This one’s a re-share of a post from last year but I thought it was still a good one to continue this weeks exploration of roles.
To celebrate this week being National Pathology Week , I thought I should take some time to post about what a clinical microbiologist is. I do this because, when I was at university, I really didn’t know that this career path existed. So here is a shout out to all those students who are trying to decide their next steps. You too will find your way.
When I googled microbiologist this is the first item that comes up
Microbiologists study microorganisms (microbes) in order to understand how they affect our lives and how we can exploit themProspects.ac.uk
This seems like a pretty good cover-all description. It goes on to discuss that there are microbiologists in many different areas:
- healthcare (I’m not sure how they differentiate this from medicine or visa versa).
- agriculture and food safety.
- environment and climate change.
I must admit that when I was at university most of the options I encountered were linked to the food and drink industry or pure research. I think that their list missed things like Pharmaceuticals (although they may count that as medicine) and other forms of production, i.e. cosmetics.
At university I only did one module of microbiology (I was reading Zoology) and that module was about environmental bacteria and plating out bacteria onto agar plates to see what grew.
How did I go from Zoology to Microbiology?
I really wanted to work in an area of science where I could work to make a difference.
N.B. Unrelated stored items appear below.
PR #1946, opened 2019-02-12
(WIP) Have min time interval for force compaction.

reddycharan:

- minimum interval needed to trigger force compaction by LedgerDirsListener,
since the last main compaction. Otherwise if isForceGCAllowWhenNoSpace is enabled
and when disk reaches storage threshold, it will do busy force gc for every
'diskCheckInterval' (10 secs) untill the disk/bookie becomes writable again.
gc operation is an expensive operation and it puts load on metadataserver for
iterating over all ledgers metadata. So we should call forcegc judiciously when
disk/bookie reaches storage threshold.

- here main compaction will be Major compaction, if majorcompaction is
disabled/suspended then it will be minorcompaction. If both major and minor are
disabled/suspended then it will be just gc run.

- in LedgerDirsMonitor and in GarbageCollectorThread we should schedule tasks
with fixed delay instead of at fixed rate. This would ensure that there would be
uniform delay between executions.

### DIFF
--- a/bookkeeper-server/src/main/java/org/apache/bookkeeper/bookie/GarbageCollectorThread.java
+++ b/bookkeeper-server/src/main/java/org/apache/bookkeeper/bookie/GarbageCollectorThread.java
@@ -74,6 +74,8 @@ public class GarbageCollectorThread extends SafeRunnable {
     final double majorCompactionThreshold;
     final long majorCompactionInterval;
     long lastMajorCompactionTime;
+    final long forceCompactionInterval;
+    final AtomicLong lastMainCompactionTime;
 
     final boolean isForceGCAllowWhenNoSpace;
 
@@ -175,6 +177,7 @@ public class GarbageCollectorThread extends SafeRunnable {
         majorCompactionThreshold = conf.getMajorCompactionThreshold();
         majorCompactionInterval = conf.getMajorCompactionInterval() * SECOND;
         isForceGCAllowWhenNoSpace = conf.getIsForceGCAllowWhenNoSpace();
+        forceCompactionInterval = conf.getForceCompactionInterval();
 
         AbstractLogCompactor.LogRemovalListener remover = new AbstractLogCompactor.LogRemovalListener() {
             @Override
@@ -227,7 +230,9 @@ public class GarbageCollectorThread extends SafeRunnable {
         LOG.info("Major Compaction : enabled=" + enableMajorCompaction + ", threshold="
                + majorCompactionThreshold + ", interval=" + majorCompactionInterval);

I wanted to work somewhere that I could see that difference being made. Working in research felt too abstract to me. When I discovered, through a friend, that I could become a scientist in healthcare I knew it was what I wanted to be.
The National Careers service says you need to have two to three A-levels to become a microbiologist, plus a post-graduate degree. That is mostly true. However, in a world of apprenticeships and T-Levels, that is no longer the only route.
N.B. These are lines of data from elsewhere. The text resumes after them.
PR #1949, opened 2019-02-15
[bookie-gc] add option to cache entry-log metadata map into rocksDB

rdhabalia:
### Motivation

It addresses #1938, where it provides interface for `entyLogMetadataMap` so, `entrylogMetadata` can be cached into RocksDB instead main-memory.

### Modification
- introduced RocksDB entryLogMetadataMap to cache entry-log metadata.
- it can fallback to in-memory implementation using  `gcPersistentEntrylogMetadataMapEnabled` flag and that can be removed in future release and keep only rocksDB implementation in future.

### Result
- It will help to avoid storing entryLogMetadata into main-memory.

cc @merlimat


bookkeeper-server/src/main/java/org/apache/bookkeeper/bookie/EntryLogMetadata.java
```diff
@@ -96,4 +100,49 @@ public String toString() {
...
+        out.writeLong(ledgersMap.size());
+        ledgersMap.forEach((ledgerId, size) -> {
+            try {
+                out.writeLong(ledgerId);
+                out.writeLong(size);
+            } catch (IOException e) {
+                throw new IllegalStateException("Failed to serialize entryLogMetadata", e);
+            }
+        });
+        out.writeLong(remainingSize);
```
eolivelli: is this a duplicate of the third item ?

bookkeeper-server/src/main/java/org/apache/bookkeeper/bookie/EntryLogMetadata.java
```diff
@@ -96,4 +100,49 @@ public String toString() {
...
+     * {@link DataOutputStream}.
+     * 
+     * @param out
+     * @throws IOException
+     *             throws if it couldn't serialize metadata-fields
+     * @throws IllegalStateException
+     *             throws if it couldn't serialize ledger-map
+     */
+    public void serialize(DataOutputStream out) throws IOException, IllegalStateException {
+        out.writeLong(entryLogId);
```
eolivelli: should we have some versioning flag ?

bookkeeper-server/src/main/java/org/apache/bookkeeper/bookie/EntryLogMetadataMap.java
```diff
@@ -0,0 +1,44 @@
...
+import java.io.IOException;
+import java.util.function.BiConsumer;
+
+/**
+ *   Map-store to store Entrylogger metadata. 
+ *
+ */
+public interface EntryLogMetadataMap extends Closeable {
+
+    boolean containsKey(long entryLogId) throws IOException;
```
eolivelli: please add minimal javadoc

bookkeeper-server/src/main/java/org/apache/bookkeeper/bookie/GarbageCollectorThread.java
```diff
@@ -127,35 +127,41 @@ public GarbageCollectorThread(ServerConfiguration conf, LedgerManager ledgerMana
                 Executors.newSingleThreadScheduledExecutor(new DefaultThreadFactory("GarbageCollectorThread")));
     }
 
+    private EntryLogMetadataMap createEntryLogMetadataMap(boolean gcPersistentEntrylogMetadataMapEnabled) {
+        final String baseDir = this.entryLogger.getLedgerDirsManager().getAllLedgerDirs().get(0).toString();
```
eolivelli: what happens if you have more than one "ledgerDir" ? should this directory be configurable ?

maybe you can move this line inside the *if* block at line 133

bookkeeper-server/src/main/java/org/apache/bookkeeper/bookie/GarbageCollectorThread.java
```diff
@@ -127,35 +127,41 @@ public GarbageCollectorThread(ServerConfiguration conf, LedgerManager ledgerMana
...
+        try {
+            if (gcPersistentEntrylogMetadataMapEnabled) {
+                return new PersistentEntryLogMetadataMap(baseDir, conf);
+            }
+        } catch (IOException e) {
+            LOG.error("Failed to initialize persistent-metadata-map , clean up {}", baseDir, e);
```
eolivelli: I think it is not safe to fallback to "inMemory" in case of errors,
if you are using the persistent memory you don't want to use  the in memory one (will the bookie crash with OutOfMemory errors?

bookkeeper-server/src/main/java/org/apache/bookkeeper/bookie/GarbageCollectorThread.java
```diff
@@ -190,67 +196,63 @@ public void removeEntryLog(long logToRemove) {
...
-                      suspendMinorCompaction.get());
+            triggerGC(true, suspendMajorCompaction.get(), suspendMinorCompaction.get());
         }
     }
 
     public void disableForceGC() {
         if (forceGarbageCollection.compareAndSet(true, false)) {
-            LOG.info("{} disabled force garbage collection since bookie has enough space now.", Thread
-                    .currentThread().getName());
+            LOG.info("{} disabled force garbage collection since bookie has enough space now.",
```
eolivelli: it would be better not to reformat code, as this changes makes the diff harder to review.

Can you revert the formatting ?
as soon as checkstyle is happy we are okay

bookkeeper-server/src/main/java/org/apache/bookkeeper/bookie/GarbageCollectorThread.java
```diff
@@ -306,7 +312,11 @@ public void safeRun() {
         boolean suspendMajor = suspendMajorCompaction.get();
         boolean suspendMinor = suspendMinorCompaction.get();
 
-        runWithFlags(force, suspendMajor, suspendMinor);
+        try {
+            runWithFlags(force, suspendMajor, suspendMinor);
+        } catch (Exception e) {
+            LOG.warn("Failed to complete gc {}", e.getMessage(), e);
```
eolivelli: if we are catching "Exception" any time you call runWithFlags....
why don't catch the error inside runWithFlags and leave the previous signature ?

catch (Exception) is a code smell, do we really need it ?

bookkeeper-server/src/main/java/org/apache/bookkeeper/bookie/EntryLogMetadataMap.java
```diff
@@ -0,0 +1,44 @@
...
+
+    void put(long entryLogId, EntryLogMetadata entryLogMeta) throws IOException;
```
eolivelli: IOException is very generic, what about having a specific EntryLogMetadataMapException
it will ease understanding the source of the Exception (in catch/rethrow clauses I mean)

bookkeeper-server/src/main/java/org/apache/bookkeeper/bookie/GarbageCollectorThread.java
```diff
@@ -415,64 +436,69 @@ private void removeIfLedgerNotExists(EntryLogMetadata meta) {
...
-            int bucketIndex = Math.min(
-                    numBuckets - 1,
-                    (int) Math.ceil(meta.getUsage() * numBuckets));
+        entryLogMetaMap.forEach((entryLogId, meta) -> {
+            int bucketIndex = Math.min(numBuckets - 1, (int) Math.ceil(meta.getUsage() * numBuckets));
             entryLogUsageBuckets[bucketIndex]++;
 
             if (meta.getUsage() >= threshold) {
-                continue;
+                return;
```
eolivelli: this is a behaviour change
is this needed in this patch ?

bookkeeper-server/src/main/java/org/apache/bookkeeper/bookie/storage/ldb/InMemoryEntryLogMetadataMap.java
```diff
@@ -0,0 +1,65 @@
...
+import java.util.Map;
+import java.util.concurrent.ConcurrentHashMap;
+import java.util.function.BiConsumer;
+
+import org.apache.bookkeeper.bookie.EntryLogMetadata;
+import org.apache.bookkeeper.bookie.EntryLogMetadataMap;
+
+public class InMemoryEntryLogMetadataMap implements EntryLogMetadataMap {
+
+    private Map<Long, EntryLogMetadata> entryLogMetaMap = new ConcurrentHashMap<Long, EntryLogMetadata>();
```
eolivelli: final

bookkeeper-server/src/main/java/org/apache/bookkeeper/bookie/storage/ldb/InMemoryEntryLogMetadataMap.java
```diff
@@ -0,0 +1,65 @@
...
+
+import java.io.IOException;
+import java.util.Map;
+import java.util.concurrent.ConcurrentHashMap;
+import java.util.function.BiConsumer;
+
+import org.apache.bookkeeper.bookie.EntryLogMetadata;
+import org.apache.bookkeeper.bookie.EntryLogMetadataMap;
+
+public class InMemoryEntryLogMetadataMap implements EntryLogMetadataMap {
```
eolivelli: javadoc ?

bookkeeper-server/src/test/java/org/apache/bookkeeper/bookie/storage/ldb/PersistentEntryLogMetadataMapTest.java
```diff
@@ -0,0 +1,150 @@
...
+    }
+
+    /**
+     * Validates PersistentEntryLogMetadataMap functionalities.
+     * 
+     * @throws Exception
+     */
+    @Test
+    public void simple() throws Exception {
+        Path tmpDir = Files.createTempDirectory("bookie");
```
eolivelli: can we use junit TemporaryFolder rule ?

jvrao:
@reddycharan  can you please review this? This is larger change and we don't use rocksDb, lot of code reorg. @sijie @merlimat  do we seriously have an issue where we need to handle large number of entrylogs ? This all came out of ZK/GC issue and it will be taken care.

jvrao:
>    keep only rocksDB implementation in future.

I don't think that is a good option. Can we talk about this in the next week's meeting? 
For now I am not a fan of this change.

merlimat:
> @sijie @merlimat do we seriously have an issue where we need to handle large number of entrylogs ? This all came out of ZK/GC issue and it will be taken care.

I haven't checked this PR yet (will do soon :) ). 

The main issue is that since the entryLogMaps for each entryLog are kept in memory. The amount of memory needed by a bookie is directly proportional to the amount of data stored. Your milage might vary: if you have all your data in 10 ledgers this will require less memory that if you have it in 10M ledgers, because for each entryLog we track (ledgerId -> sizeOfEntriesInThisLog).. 

In any case, I believe this is a fundamental issue with the current approach, in that we need to be able to have a fixed amount of memory used, independent of the amount of data.

In many cases, with bookies holding >10TB we saw this very high mem usage, leading to issue where the heap size is not enough and bookie basically restart and goes into a loop of GC leading to OOM.

eolivelli:
I am ok with Rocks DB.

In other projects where I need huge CuncurrentMap I am using MapDB

bookkeeper-server/src/main/java/org/apache/bookkeeper/bookie/GarbageCollectorThread.java
rdhabalia: > what happens if you have more than one "ledgerDir" ? should this directory be configurable ?

actually, that doesn't matter because here we use it to just get the base dir path of ledger so, we can create dedicated dir to store metadata and that is independent of multi-ledger dir usecase. also we do similar at [multiple places](https://github.com/apache/bookkeeper/blob/master/bookkeeper-server/src/main/java/org/apache/bookkeeper/bookie/BookieShell.java#L2869) to get base-dir path for the entry-logger and stores rocksDB dir under it.
However, we can also add config to get dir path and fallback to this logic if config is not provided. I will add it.

bookkeeper-server/src/main/java/org/apache/bookkeeper/bookie/GarbageCollectorThread.java
rdhabalia: > (will the bookie crash with OutOfMemory errors?

No, it's not necessary that it will throw OOM because using inMemory is same as current logic where GC stores metadata-map into hashmap. in order to solve in-memory scale issue, we can also add this patch #1938.

> I think it is not safe to fallback to "inMemory" in case of errors,

I think it can be helpful in case of rocksDB corruption and user will not be impacted in such cases and GC can still continue. It will not create any issue because entryLogMetadataMap is any way transient and recovered by extracting entry-log files.

bookkeeper-server/src/main/java/org/apache/bookkeeper/bookie/GarbageCollectorThread.java
rdhabalia: yes, formatting was not intentional change but IDE performed automatically. i will try to revert these line changes.

bookkeeper-server/src/main/java/org/apache/bookkeeper/bookie/GarbageCollectorThread.java
rdhabalia: not behavior change but in `forEach(..)`, we need to return if we want to skip the record processing in the lamda. that's same as `continue` in `for(..)`

bookkeeper-server/src/main/java/org/apache/bookkeeper/bookie/EntryLogMetadata.java
rdhabalia: good idea. it will be helpful in future if we want to add/change definition.

rdhabalia:
@eolivelli
addressed your all comments.

rdhabalia:

bookkeeper-server/src/main/java/org/apache/bookkeeper/bookie/storage/ldb/InMemoryEntryLogMetadataMap.java
```diff
@@ -0,0 +1,68 @@
...
+ *
+ * Unless required by applicable law or agreed to in writing,
+ * software distributed under the License is distributed on an
+ * "AS IS" BASIS, WITHOUT WARRANTIES OR CONDITIONS OF ANY
+ * KIND, either express or implied.  See the License for the
+ * specific language governing permissions and limitations
+ * under the License.
+ *
+ */
+package org.apache.bookkeeper.bookie.storage.ldb;
```
reddycharan: org.apache.bookkeeper.bookie.storage.ldb package is for "Classes related to DB based ledger storage.", so not sure why this class has to be in this package - InMemoryEntryLogMetadataMap.java

bookkeeper-server/src/main/java/org/apache/bookkeeper/conf/ServerConfiguration.java
```diff
@@ -431,6 +433,47 @@ public ServerConfiguration setVerifyMetadataOnGc(boolean verifyMetadataOnGC) {
         return this;
     }
 
+    /**
+     * Get whether the bookie is configured to use persistent
+     * entrylogMetadataMap.
+     * @return use persistent entry-log metadata map
+     */
+    public boolean isGcPersistentEntrylogMetadataMapEnabled() {
+        return this.getBoolean(GC_PERSISTENT_ENTRYLOGMETADATA_MAP_ENABLED, true);
```
reddycharan: i'm not sure if it is correct to set it to true by default. This will have perf impact, so I dont think making it default behavior is not ideal for new users/ who are unaware of usage characteristics.

bookkeeper-server/src/main/java/org/apache/bookkeeper/conf/ServerConfiguration.java
```diff
@@ -104,6 +104,8 @@
     protected static final String GC_OVERREPLICATED_LEDGER_WAIT_TIME = "gcOverreplicatedLedgerWaitTime";
     protected static final String USE_TRANSACTIONAL_COMPACTION = "useTransactionalCompaction";
     protected static final String VERIFY_METADATA_ON_GC = "verifyMetadataOnGC";
+    protected static final String GC_PERSISTENT_ENTRYLOGMETADATA_MAP_ENABLED = "gcPersistentEntrylogMetadataMapEnabled";
```
reddycharan: you missed adding this config to bk_server.yaml

bookkeeper-server/src/main/java/org/apache/bookkeeper/conf/ServerConfiguration.java
rdhabalia: sure. I will change it to false.

bookkeeper-server/src/main/java/org/apache/bookkeeper/bookie/GarbageCollectorThread.java
```diff
@@ -127,6 +127,21 @@ public GarbageCollectorThread(ServerConfiguration conf, LedgerManager ledgerMana
                 Executors.newSingleThreadScheduledExecutor(new DefaultThreadFactory("GarbageCollectorThread")));
     }
 
+    private EntryLogMetadataMap createEntryLogMetadataMap(boolean gcPersistentEntrylogMetadataMapEnabled) {
+        final String baseDir = this.conf.getGcPersistentEntrylogMetadataMapPath() != null
```
reddycharan: reading of getGcPersistentEntrylogMetadataMapPath should be done only if gcPersistentEntrylogMetadataMapEnabled is enabled. so move this line to the 
`if (gcPersistentEntrylogMetadataMapEnabled){..}` block

bookkeeper-server/src/main/java/org/apache/bookkeeper/bookie/GarbageCollectorThread.java
```diff
@@ -127,6 +127,21 @@ public GarbageCollectorThread(ServerConfiguration conf, LedgerManager ledgerMana
...
+                ? this.conf.getGcPersistentEntrylogMetadataMapPath()
```
reddycharan: i think conf.getGcPersistentEntrylogMetadataMapPath (method in ServerConfiguration.java) should handle this logic. I mean if the config value is null then use ledgerDirs().get(0).

bookkeeper-server/src/main/java/org/apache/bookkeeper/bookie/GarbageCollectorThread.java
```diff
@@ -127,6 +127,21 @@ public GarbageCollectorThread(ServerConfiguration conf, LedgerManager ledgerMana
...
+                : this.entryLogger.getLedgerDirsManager().getAllLedgerDirs().get(0).toString();
```
reddycharan: since you are adding new persistence state to the bookie - 'PersistentEntrylogMetadataMapPath', have you thought through all the persistence scenarios? like any changes required to cookie, what it means for bookie formatting, backward compatibility / forward compatibility scenarios,...

bookkeeper-server/src/main/java/org/apache/bookkeeper/bookie/GarbageCollectorThread.java
```diff
@@ -127,6 +127,21 @@ public GarbageCollectorThread(ServerConfiguration conf, LedgerManager ledgerMana
                 Executors.newSingleThreadScheduledExecutor(new DefaultThreadFactory("GarbageCollectorThread")));
     }
 
+    private EntryLogMetadataMap createEntryLogMetadataMap(boolean gcPersistentEntrylogMetadataMapEnabled) {
```
reddycharan: if this method is anyhow going to access "this.conf" for EntrylogMetadataMapPath, then is it needed for this method to receive 'gcPersistentEntrylogMetadataMapEnabled' as an argument to this method.

bookkeeper-server/src/main/java/org/apache/bookkeeper/bookie/GarbageCollectorThread.java
```diff
@@ -142,20 +157,21 @@ public GarbageCollectorThread(ServerConfiguration conf,
...
         this.numActiveEntryLogs = 0;
         this.totalEntryLogSize = 0L;
         this.garbageCollector = new ScanAndCompareGarbageCollector(ledgerManager, ledgerStorage, conf, statsLogger);
         this.gcStats = new GarbageCollectorStats(
-            statsLogger,
-            () -> numActiveEntryLogs,
-            () -> totalEntryLogSize,
-            () -> garbageCollector.getNumActiveLedgers()
-        );
+                statsLogger,
```
reddycharan: it would be easier on reviewers if you are not making formatting changes on the existing code

bookkeeper-server/src/main/java/org/apache/bookkeeper/bookie/GarbageCollectorThread.java
athanatos: I don't think that's a good idea.  As a general rule, rocksdb is fairly robust.  If rocksdb is corrupt, likely there is a hardware problem.  The user should have to manually switch the config value back to in-memory if they want to bypass the problem.

It would also be nice to have a command to rebuild the rocksdb instance.

bookkeeper-server/src/main/java/org/apache/bookkeeper/bookie/BookieException.java
```diff
@@ -254,6 +260,23 @@ public CookieExistException(Throwable cause) {
         }
     }
 
+    /**
+     * Signal that error while accessing entry-log metadata map.
+     */
+    public static class EntryLogMetadataMapException extends BookieException {
+        public EntryLogMetadataMapException() {
```
athanatos: This doesn't seem to be used.

bookkeeper-server/src/main/java/org/apache/bookkeeper/bookie/BookieException.java
```diff
@@ -254,6 +260,23 @@ public CookieExistException(Throwable cause) {
...
+            this("");
+        }
+
+        public EntryLogMetadataMapException(String reason) {
```
athanatos: This doesn't seem to be used.

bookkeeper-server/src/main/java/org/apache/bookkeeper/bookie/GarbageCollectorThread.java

When I became a Healthcare Scientist I became a Clinical Microbiology trainee. So, what was the difference between that and what I’d done at University? The main difference with clinical microbiology is that I focus on organisms that cause infection: parasites, viruses, fungi and bacteria.
I also discovered that there was so much more to microbiology than agar plates. Although – don’t get me wrong – agar plates are still a mainstay of life within the bacteriology laboratory.
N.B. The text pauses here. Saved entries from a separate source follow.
PR #1953, opened 2019-02-19
[bookie-http-server] Fix: broken vertx rest endpoints

rdhabalia:
### Motivation
Right now, vertx-http-server is not serving any rest endpoint except get because vertx server doesn't add put/post/delete http-methods into routing rules.

### Modification
Add put/post/delete http-methods into routing rules.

One of the techniques I learnt to love was polymerase chain reaction (PCR), which enables us to look for the DNA or RNA of a microorganism instead of growing it. Viruses and parasites don’t grow on agar plates and bacteria and fungi may not grow well if exposed to antibiotics or if present in low levels. PCR allows us to diagnose patients with infections that would not be diagnosed otherwise, or to speed up the process so patients get put on the right treatment faster.
PCR also enables us to do things that are harder to do using traditional bacterial techniques such as culture. The picture is of patterns that are like bacterial fingerprints so that they can be clustered into similar groups. This enables me, as a clinical microbiologist, to tell whether bacteria within the same species are the same or not. This is important when deciding whether a bacteria has spread from one patient to another. It helps in acting like a hospital detective, which is a lot of my work in Infection Prevention and Control.
As a trainee I spent four years rotating within laboratory settings. I spent one year in a molecular laboratory, diagnosing patients using PCR. I then spent six months rotating between benches (each sample type has its own laboratory bench) in bacteriology: wounds, respiratory samples, faecal samples, blood cultures, urines, fluids (cerebral spinal fluid etc.) and the primary bench where samples were put onto agar plates. Six months in virology, a year in research and time in food and water, parasitology and mycology (fungal) labs.
The diagnostic process is pretty similar in principle between the specialisms:
- collect specimen from possible site of infection.
- select the most appropriate test to detect any organisms (agar plate for bacteria, PCR primers for viruses, etc.)
- evaluate whether the result (positive or negative) is accurate and whether there are other tests that should be done, i.e. further characterisation of positives such as antimicrobial sensitivity.
- decide on treatment or management of the infectious cause, i.e. antimicrobials or non-antibiotic management such as surgery.
- advise on infection control if actions are needed to investigate where the infection came from or to protect others from risk.
During my first four years I spent most of my time in the laboratory doing the first three bullet points.
Time goes on. I’ve been in the NHS for 17 years. Most of my time is spent at my desk in the on-call bathroom. Since 2010, most of my time has been spent either in Infection Prevention and Control undertaking the final bullet point or increasing my skills by gaining Fellowship of the Royal College of Pathologists to do bullet point four.
I still support the lab and, occasionally, get my lab coat on – but not as much as I’d like. It is, therefore, possible to be a clinical microbiologist and be anywhere on the spectrum. You can go as far as you’d like and do the type of work that makes you happy. It’s why being a clinical microbiologist is a great career!